To get started, let's have a look at this — here is the hello world of eBPF:

from bcc import BPF

prog = ‘int kprobe__sys_clone(void *ctx) {
 bpf_trace_printk("Hello, World!\\n");
 return 0;
};’

BPF(text=prog).trace_print()

What this program will do is print “hello world!” for each new child process that is created from a terminal because it has a hook for “sys_clone” as mentioned in the man pages

If you plonk this code into a python file, you should be able to run it (assuming you installed the BCC tools first) and then in another terminal start writing some commands to see “Hello World '' appear each time you launch a process. It really is that simple.

There are four interesting things about this program:

  1. text='...': This defines a BPF program using simple text. This program is written in C.
  2. kprobe__sys_clone(): This is a short-cut for kernel dynamic tracing via kprobes. If the C function begins with kprobe__, the rest is treated as a kernel function name to hook into, in this case, sys_clone().
  3. bpf_trace_printk(): A simple kernel facility for printf() to the common trace_pipe (/sys/kernel/debug/tracing/trace_pipe). 
  4. trace_print(): A bcc routine that reads trace_pipe and prints the output.

Let’s take a look at another example, one which is slightly more useful for observability purposes, tracing http server calls here.

As you can see, there isn’t really a lot to this and it is incredibly powerful. It allows you to essentially intercept Node JS http requests and see the specific parameters being passed into the request method.

It’s worth checking out the other BCC tools (shown below) in that repository to see all the ways to help with nasty problems that you experience, especially the ones that traditional tools have not been able to solve for you, yet. I have no doubt that we will soon see an integration of these tools into our favorite observability solution.

Here is a list of things we at Elastic have been able to tackle with eBPF using the BCC tools:

  • Debugging Disk IO latency
  • Trace slow xfs file operations
  • Summarize XFS operation latency
  • Tracing kernel function calls to find an issue with md_flush_request and reduce disk write slowdowns

Where is eBPF technology going? 

As you can see, it’s easy for us to get our hooks into the kernel and start to look at things that are happening on our system, from the network and low-level subsystems to the applications running on top.

Now eBPF does have some limitations. It cannot safely modify data — the virtual machine that runs the eBPF code has read-only access to the variables in the code, and this is really important because otherwise this could result in all sorts of unexpected problems. You can’t really add tags or tracing IDs to code dynamically in a practical way with eBPF as you can with APM. Technically it is possible, but it involves patching memory, which is unsafe and potentially has higher overheads. Therefore, APM agents and OpenTelemetry still have a place in the world today until those issues are resolved, given we need to add tracing information, logs, and metric data to our code.

What I think may happen here is that some of the responsibility of traditional APM, the collection part in particular, will move to eBPF based agents.

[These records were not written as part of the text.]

Issue #2500, opened 2016-11-28
For incompatible attribute assignment, show class that defines attribute


JukkaL:
It would be nice to display the class that defines the attribute when we assign an incompatible value to an attribute:

```
class A:
    a = 1

class B(A):
    a = ''  # Show that 'a' was defined in 'A' (in addition to the current message)

class C(A): pass

c = C()
c.a = ''   # Again, maybe show that 'a' was defined in 'A'
```

Maybe also show the file and line on which the attribute was originally defined. However, we probably don't want these verbose messages in the body of a class if the attribute definition is in the same class, as the error is probably clear enough based on immediate context:

```
class A:
    a = 1

    def f(self) -> None:
        self.a = ''   # The current message is probably just fine, as the context is clear
```

viourr:
working on this.

jhabarsingh:
hi @JukkaL i want to work on can you please assign it to me

pn320:
So just looking at the issue, and doing some local testing I can see that mypy does identify and report the base class if the attribute of the class is overridden with an incorrect type, i.e it reports this error for line 5
`Incompatible types in assignment (expression has type "str", base class "A" defined the type as "int)`
and has no base class reporting for `c.a = ''`, just an ` Incompatible types in assignment (expression has type "str", variable has type "int")` message.

Just so I'm clear on what we'd like the PR to do, you want the base class where the attribute is defined to be reported for the second case and for the what about the first case (the error seems pretty clear to me)?

pn320:
I will be working on this, just to clarify the current error message is this,
```bash
t.py:6: error: Incompatible types in assignment (expression has type "str", base class "A" defined the type as "int")  [assignment]
t.py:14: error: Incompatible types in assignment (expression has type "str", variable has type "int")  [assignment]
Found 2 errors in 1 file (checked 1 source file)
```
It seems to me the error is fairly well defined, what is the output you'd like to see instead?

JukkaL:
This is still open. #6806 can be used for context, though it was closed in an incomplete state (and is now quite old). Marking this as "good second issue" instead of "good first issue" since this has been open for quite a long time and apparently the implementation is not quite trivial.

PR #6806, opened 2019-05-08
Show class that originally defined attribute in output

ucodery:
If a subclass or its instance attempts to assign an incompatible type
display the class that originally defined the type.

Fixes issue #2500


mypy/checker.py
```diff
@@ -2599,7 +2599,8 @@ def check_simple_assignment(self, lvalue_type: Optional[Type], rvalue: Expressio
             return rvalue_type
 
     def check_member_assignment(self, instance_type: Type, attribute_type: Type,
-                                rvalue: Expression, context: Context) -> Tuple[Type, Type, bool]:
+                                rvalue: Expression, context: MemberExpr
```
ilevkivskyi: I would rename `context` to `lvalue`. Context is typically something that is used mostly for error line/column.

mypy/checker.py
```diff
@@ -2612,9 +2613,17 @@ def check_member_assignment(self, instance_type: Type, attribute_type: Type,
         care about interaction between binder and __set__().
         """
         # Descriptors don't participate in class-attribute access
-        if ((isinstance(instance_type, FunctionLike) and instance_type.is_type_obj()) or
-                isinstance(instance_type, TypeType)):
-            rvalue_type = self.check_simple_assignment(attribute_type, rvalue, context)
+        if (isinstance(instance_type, CallableType) and instance_type.is_type_obj() and
+                isinstance(instance_type.ret_type, Instance)):
```
ilevkivskyi: Named tuple class object have a `TupleType` return type, you can "convert" it to instance by using its fallback.

mypy/checker.py
```diff
@@ -2674,6 +2684,52 @@ def check_member_assignment(self, instance_type: Type, attribute_type: Type,
         infer = is_subtype(rvalue_type, get_type) and is_subtype(get_type, set_type)
         return rvalue_type if infer else set_type, get_type, infer
 
+    def check_parent_member_assignment(self, lvalue_type: Type,
+                                       lvalue_attribute_type: Type, rvalue_type: Type,
+                                       rvalue: Expression, context: MemberExpr) -> Type:
```
ilevkivskyi: Also `context` -> `lvalue` here.

mypy/checker.py
```diff
@@ -2674,6 +2684,52 @@ def check_member_assignment(self, instance_type: Type, attribute_type: Type,
         infer = is_subtype(rvalue_type, get_type) and is_subtype(get_type, set_type)
         return rvalue_type if infer else set_type, get_type, infer
 
+    def check_parent_member_assignment(self, lvalue_type: Type,
+                                       lvalue_attribute_type: Type, rvalue_type: Type,
```
ilevkivskyi: The naming here is also confusing. `lvalue_type` is actually `lvalue_base_type`, while `lvalue_attribute_type` is just `lvalue_type`.

mypy/checker.py
```diff
@@ -2674,6 +2684,52 @@ def check_member_assignment(self, instance_type: Type, attribute_type: Type,
...
+                                       rvalue: Expression, context: MemberExpr) -> Type:
+        """Type inherited member assignment.
+
+        This defers to check_simple_assignment if the attribute is local to the instance_type,
+        otherwise it will inform the user where the attribute type was originally defined.
+
+        Return the inferred rvalue_type.
+        """
+        if isinstance(lvalue_type, (Instance)):
```
ilevkivskyi: Parentheses are redundant here.

mypy/checker.py
```diff
@@ -2674,6 +2684,52 @@ def check_member_assignment(self, instance_type: Type, attribute_type: Type,
...
+            attribute_is_defined = lvalue_type.has_readable_member(context.name)
+            if isinstance(lvalue_type, UnionType):
```
ilevkivskyi: This branch is unreachable (see `if` just above). Also I think we can't give any better error message for unions, so I would just remove this branch.

mypy/checker.py
```diff
@@ -2674,6 +2684,52 @@ def check_member_assignment(self, instance_type: Type, attribute_type: Type,
...
+                direct_lvalue_vars = list(itertools.chain.from_iterable(
+                                          i.type.names for i in lvalue_type.items))
+                lvalue_bases = list(itertools.chain.from_iterable(
+                                    i.type.bases for i in lvalue_type.items))
+            else:
+                direct_lvalue_vars = lvalue_type.type.names
+                lvalue_bases = lvalue_type.type.bases
+                if '__metaclass__' in lvalue_type.type.names:
+                    # if the assigned metaclass is not class itself we have other problems
+                    metacls = lvalue_type.type.names['__metaclass__'].type.ret_type  # type: ignore
```
ilevkivskyi: This is a bed way of getting the metaclass. You should just use `metaclass_type` of the `TypeInfo` object.

mypy/checker.py
```diff
@@ -2674,6 +2684,52 @@ def check_member_assignment(self, instance_type: Type, attribute_type: Type,
...
+                    lvalue_bases.append(metacls)
+                    attribute_is_defined = (attribute_is_defined or
+                                            metacls.has_readable_member(context.name))
+            if attribute_is_defined and context.name not in direct_lvalue_vars:
```
ilevkivskyi: Why do you need to check for `attribute_is_defined`, to avoid this extra message if the type is from a `__getattr__()`? Please add a comment. Naively, if an attribute is not defined at all, we can't know its type.

mypy/checker.py
```diff
@@ -2674,6 +2684,52 @@ def check_member_assignment(self, instance_type: Type, attribute_type: Type,
...
+                for base in lvalue_bases:
+                    if context.name in base.type.names:
+                        parent_context = base.type.names[context.name].node
+                        if isinstance(parent_context, Var) and parent_context.info.is_generic():
+                            # attribute may have been defined in this class but its type is
```
```suggestion
                            # Attribute may have been defined in this class but its type is
```

mypy/checker.py
```diff
@@ -2630,7 +2639,8 @@ def check_member_assignment(self, instance_type: Type, attribute_type: Type,
             # the return type of __get__. This doesn't match the python semantics,
             # (which allow you to override the descriptor with any value), but preserves
             # the type of accessing the attribute (even after the override).
-            rvalue_type = self.check_simple_assignment(get_type, rvalue, context)
+            rvalue_type = self.check_parent_member_assignment(instance_type, get_type,
+                                                              attribute_type, rvalue, context)
```
ilevkivskyi: Why do you need to pass _both_ `attribute_type` and `get_type` here? This looks wrong, I think you should only pass `get_type`.

mypy/checker.py
```diff
@@ -2674,6 +2684,52 @@ def check_member_assignment(self, instance_type: Type, attribute_type: Type,
...
+            if attribute_is_defined and context.name not in direct_lvalue_vars:
+                for base in lvalue_bases:
+                    if context.name in base.type.names:
+                        parent_context = base.type.names[context.name].node
+                        if isinstance(parent_context, Var) and parent_context.info.is_generic():
+                            # attribute may have been defined in this class but its type is
+                            # probably defined elsewhere, possibly in the instance itself.
+                            continue
+                        always_allow_any = (rvalue_type is not None and
+                                            not isinstance(rvalue_type, AnyType))
```
ilevkivskyi: This should be `lvalue_attribute_type` (in your notations) here and one line above. I understand you are trying to duplicate the logic in `check_simple_assignment()`. Maybe instead modify the latter to accept an optional extra message?

mypy/checker.py
```diff
@@ -2674,6 +2684,52 @@ def check_member_assignment(self, instance_type: Type, attribute_type: Type,
...
+                                    i.type.bases for i in lvalue_type.items))
+            else:
+                direct_lvalue_vars = lvalue_type.type.names
+                lvalue_bases = lvalue_type.type.bases
+                if '__metaclass__' in lvalue_type.type.names:
+                    # if the assigned metaclass is not class itself we have other problems
+                    metacls = lvalue_type.type.names['__metaclass__'].type.ret_type  # type: ignore
+                    lvalue_bases.append(metacls)
+                    attribute_is_defined = (attribute_is_defined or
+                                            metacls.has_readable_member(context.name))
```
ilevkivskyi: Using the same message (`base class "..." defined ... as ...`) for both cases (base class and metaclass) is not good.

mypy/checker.py
ilevkivskyi: On a second thought, it seems to me, we may not show this additional info if descriptor protocol is involved, it may only add confusion, because the definition a user will see in the base class, is the descriptor type. But this is not a strong opinion.

mypy/checker.py
```diff
@@ -2612,31 +2612,39 @@ def check_member_assignment(self, instance_type: Type, attribute_type: Type,
...
-            self.msg, context, chk=self)
+            self.msg, lvalue, chk=self)
         if not attribute_type.type.has_readable_member('__set__'):
             # If there is no __set__, we type-check that the assigned value matches
             # the return type of __get__. This doesn't match the python semantics,
             # (which allow you to override the descriptor with any value), but preserves
             # the type of accessing the attribute (even after the override).
-            rvalue_type = self.check_simple_assignment(get_type, rvalue, context)
+            rvalue_type = self.check_parent_member_assignment(instance_type, get_type,
+                                                              lvalue, attribute_type, rvalue)
```
ilevkivskyi: Do you have a test case for a situation where `__get__` is involved?

mypy/checker.py
```diff
@@ -2645,18 +2653,18 @@ def check_member_assignment(self, instance_type: Type, attribute_type: Type,
         dunder_set_type = expand_type_by_instance(bound_method, typ)
 
         # Here we just infer the type, the result should be type-checked like a normal assignment.
-        # For this we use the rvalue as type context.
+        # For this we use the rvalue as type lvalue.
```
ilevkivskyi: The mass replace context -> lvalue went wrong.

mypy/checker.py
```diff
@@ -2670,10 +2678,53 @@ def check_member_assignment(self, instance_type: Type, attribute_type: Type,
...
         # what a user expects.
-        rvalue_type = self.check_simple_assignment(set_type, rvalue, context)
+        rvalue_type = self.check_simple_assignment(set_type, rvalue, lvalue)
         infer = is_subtype(rvalue_type, get_type) and is_subtype(get_type, set_type)
         return rvalue_type if infer else set_type, get_type, infer
 
+    def check_parent_member_assignment(self, lvalue_base_type: Type,
+                                       lvalue_type: Type, lvalue: MemberExpr,
+                                       rvalue_type: Type, rvalue: Expression) -> Type:
+        """Type inherited member assignment.
```
ilevkivskyi: I can't parse this as English sentence, could you please reformulate?

mypy/checker.py
```diff
@@ -2670,10 +2678,53 @@ def check_member_assignment(self, instance_type: Type, attribute_type: Type,
...
+
+        This defers to check_simple_assignment if the attribute is local to the instance_type,
+        otherwise it will inform the user where the attribute type was originally defined.
```
ilevkivskyi: I would say explicitly that it does exactly the same as `check_simple_assignment()`, but adds better error message if possible.

mypy/checker.py
```diff
@@ -2670,10 +2678,53 @@ def check_member_assignment(self, instance_type: Type, attribute_type: Type,
...
+
+        Return the inferred rvalue_type.
+        """
+        if (isinstance(lvalue_base_type, Instance) and
+                lvalue.name not in lvalue_base_type.type.names):
```
ilevkivskyi: Could you invert this check and put the last return here? This will save one indent level for the whole function body.

mypy/checker.py
```diff
@@ -2670,10 +2678,53 @@ def check_member_assignment(self, instance_type: Type, attribute_type: Type,
...
+            metaclass = lvalue_base_type.type.metaclass_type
+            if metaclass and metaclass.has_readable_member(lvalue.name):
+                if lvalue.name in metaclass.type.names:
+                    meta_attribute = metaclass.type.names[lvalue.name].node
+                    if not (isinstance(meta_attribute, Var) and meta_attribute.info.is_generic()):
+                        return self.check_simple_assignment(
+                            lvalue_type, rvalue, lvalue,
+                            msg=message_registry.INCOMPATIBLE_TYPES_IN_ASSIGNMENT,
+                            lvalue_name=message_registry.METACLASS_MISMATCH.format(
+                                metaclass.type.defn.name))
```
ilevkivskyi: This whole part is duplicated below. Can you try factoring it out?

mypy/checker.py
```diff
@@ -2670,10 +2678,53 @@ def check_member_assignment(self, instance_type: Type, attribute_type: Type,
...
+                else:
+                    # attribute is defined further up in the metaclass MRO
+                    lvalue_warn = 'base class "{{}}" of {}'.format(
+                        message_registry.METACLASS_MISMATCH.format(
+                            metaclass.type.defn.name))
+                    lvalue_base_type = metaclass
+            if lvalue_base_type.has_readable_member(lvalue.name):
```
ilevkivskyi: Is this just a performance optimization? If yes, I would remove it. It will not give much speed-up and the logic in this method is already hard to follow.

test-data/unit/check-functions.test
```diff
@@ -2542,3 +2542,108 @@ def f() -> int: ...
...
+a = A(True)
+a().x = 9
+
+A.x = "" # E: Incompatible types in assignment (expression has type "str", variable has type "int")
+A().x = "" # E: Incompatible types in assignment (expression has type "str", variable has type "int")
+A(False).x = "" # E: Incompatible types in assignment (expression has type "str", variable has type "int")
+A()().x = "" # E: Incompatible types in assignment (expression has type "str", variable has type "int")
+A(False)().x = "" # E: Incompatible types in assignment (expression has type "str", variable has type "int")
+A()()().x = "" # E: Incompatible types in assignment (expression has type "str", variable has type "int")
+A(False)()().x = "" # E: Incompatible types in assignment (expression has type "str", variable has type "int")
```
ilevkivskyi: Why do you need al these test cases? What do they test?

test-data/unit/check-functions.test
```diff
@@ -2542,3 +2542,108 @@ def f() -> int: ...
...
+A.b = True
+A(True)
+A(True).b = False
+A(True)(False)
+A(True)(False)(True).b = False
+A(True)(None)
+A(True)().b = False
+A(True)(None).b = True
+A(True)(None).b = 1 # E: Incompatible types in assignment (expression has type "int", variable has type "bool")
+A(True)()(False).b = "" # E: Incompatible types in assignment (expression has type "str", variable has type "bool")
```
ilevkivskyi: Same question here.

test-data/unit/check-functions.test
```diff
@@ -2542,3 +2542,108 @@ def f() -> int: ...
...
+f().x = 0 # E: Incompatible types in assignment (expression has type "int", base class "A" defined the type as "str")
+f()().x = "baz"
+f()().x = 1 # E: Incompatible types in assignment (expression has type "int", base class "A" defined the type as "str")
+g().x = ""
+g().x = 2 # E: Incompatible types in assignment (expression has type "int", base class "A" defined the type as "str")
+
+[case testRecursiveCallable]
+from typing import Optional
+class A:
+    x = 0 # Type: int
```
ilevkivskyi: * You don't need to use type comments in tests.
* This is not a type comment because of a typo (uppercase `T`)
* It is not needed here

hauntsaninja:
Closing this PR, since it's gotten stale and there are a number of merge conflicts. But you're most welcome to pick it back up :-)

The bit where we read the trace IDs or metrics so that we can generate context and tie all the data together could be shifted over to eBPF-based agents for its performance benefits, speed of summarization, and because it has access to much more of the underlying system.

At the same time, eBPF could be used to gather deeper and more interesting information, networking data, security data, data about kubernetes, and other system services traditionally beyond the reach of APM.

Expect to hear a lot more about eBPF in the future. Large parts of observability solutions like Elastic will increasingly use more of this technology under the covers. Perhaps we might even see eBPF programs embedded with machine learning models to identify the most important data and issues, alerting us to problems much faster than ever before. eBPF has an important future in modern observability and for emerging use cases in the years to come.